Sunday, February 17, 2008

The Death of Media

Like I have stated in previous posts, I am all for realism. With this realism we have to take into account the idea of documentaries. Like the presentation about The Death of Media, documentaries are one of the ways people today are trying to find out truth. Although documentaries claim to be “what really happened” I feel it is important that people watching these videos are not getting trapped in the mindset that documentaries are all truth, just like the media they are trying to get away from. Take the documentary Loose Change 2nd Edition created by Dylan Avery, which discusses the ideas of 9/11 and how the US government is actually behind it all, even going so far as to show documents with the Twin Towers being targeted and explosions going off 5 floors below each collapse of the towers. Information that is very interesting yet must be taken like the media that people do not want to trust already. Yes it may seem more real, but really they are just exposing the opposite ideas of mainstream media for the most part, whether the counterpart was a lie or not. Questioning things is not a bad idea, but the untrusting ideas run both ways. Bowling for Columbine is another example where the directors are telling you truths, but they are pointing out the extreme! I am thrilled that people are not taking everything they see as truths, but at the same time this needs to be applied to both sides of the spectrum. Just because its counter-culture does not mean it is right. The information available in the documentaries is very interesting and should be watched, but watched as a “Hollywooodized” movie. People are getting paid, and someone is paying for it to happen.
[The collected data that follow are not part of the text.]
PR #5075, opened 2022-07-27
Add service to update namespace stats.

vaidehi44:
## What this PR does
Defines a service to generate/update namespace stats to CourseStats.

## Steps to reproduce for cookbook namespace

1.  Copy/ Import the course -https://outreachdashboard.wmflabs.org/courses/Edriiic/Nigerian_Cuisine
2.  In rails console, 
```
course = Course.find_by(title: "Nigerian Cuisine");
wiki = course.wikis.find_by(project: "wikibooks");
```
3.  Update revisions with `UpdateCourseStats.new(course)`
4.  Update namespace stats with `UpdateWikiNamespaceStats.new(course, wiki, 102)`

### DIFF
--- a/app/models/course.rb
+++ b/app/models/course.rb
@@ -283,7 +283,7 @@ class Course < ApplicationRecord
   end
 
   def tracked_namespaces
-    return ['0']
+    return [0]
   end
 
   def suspected_plagiarism
--- a/app/models/course.rb
+++ b/app/models/course.rb
@@ -282,6 +282,10 @@ class Course < ApplicationRecord
              .where(wiki_id: wiki_ids)
   end
 
+  def tracked_namespaces
+    return ['0']
+  end
+
   def suspected_plagiarism
     revisions.suspected_plagiarism
   end
--- a/app/services/update_wiki_namespace_stats.rb
+++ b/app/services/update_wiki_namespace_stats.rb
@@ -11,13 +11,13 @@ class UpdateWikiNamespaceStats
   def update_stats
     stat_key = "#{@wiki.domain}-namespace-#{@namespace}"
     stats = {
-      'edited_count': edited_articles_count,
-      'new_count': new_articles_count,
-      'revision_count': revision_count,
-      'user_count': user_count,
-      'word_count': word_count,
-      'reference_count': reference_count,
-      'view_count': view_count
+      edited_count: edited_articles_count,
+      new_count: new_articles_count,
+      revision_count: revision_count,
+      user_count: user_count,
+      word_count: word_count,
+      reference_count: reference_count,
+      view_count: view_count
     }
     course_stats = CourseStat.find_or_create_by(course_id: @course.id)
     course_stats.stats_hash[stat_key] = stats
@@ -27,20 +27,20 @@ class UpdateWikiNamespaceStats
   # live, tracked course revisions filtered by wiki and namespace
   def revisions_filtered_by_wiki_namespace
     @course.revisions.where.not(article_id: @course.articles_courses.not_tracked.pluck(:article_id))
-                     .where(wiki_id: @wiki.id)
-                     .namespace(@namespace).live
+           .where(wiki_id: @wiki.id)
+           .namespace(@namespace).live
   end
 
   # live, tracked articles filtered by wiki and namespace
   def articles_filtered_by_wiki_namespace
     @course.articles_courses.joins(:article).where(articles: { wiki: @wiki, namespace: @namespace })
-                                            .tracked.live
+           .tracked.live
   end
 
   def edited_articles_count
     articles = articles_filtered_by_wiki_namespace
     articles.count
-	end
+  end
 
   def new_articles_count
     articles = articles_filtered_by_wiki_namespace
--- a/app/services/update_wiki_namespace_stats.rb
+++ b/app/services/update_wiki_namespace_stats.rb
@@ -1,0 +1,75 @@
+# frozen_string_literal: true
+
+class UpdateWikiNamespaceStats
+  def initialize(course, wiki, namespace)
+    @course = course
+    @wiki = wiki
+    @namespace = namespace
+    update_stats
+  end
+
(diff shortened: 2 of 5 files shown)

Bowling for Columbine. Dir. Michael Moore. 2002. Atlantis Alliance Communications.
Loose Change 2nd Edition. Dir. Dylan Avery. 2006. Louder than Words.

1 comment:

I. Reilly said...

try to anchor your discussion of these documentaries with some examples of how these filmmakers might construct their arguments in very subjective ways; this will give your reader a better sense of where your coming from.

a few questions you might pursue: what makes a documentary film differ from a hollywood film? should documentaries be objective or subjective? what is lost/gained in the pursuit of these ideological approaches to film narrative?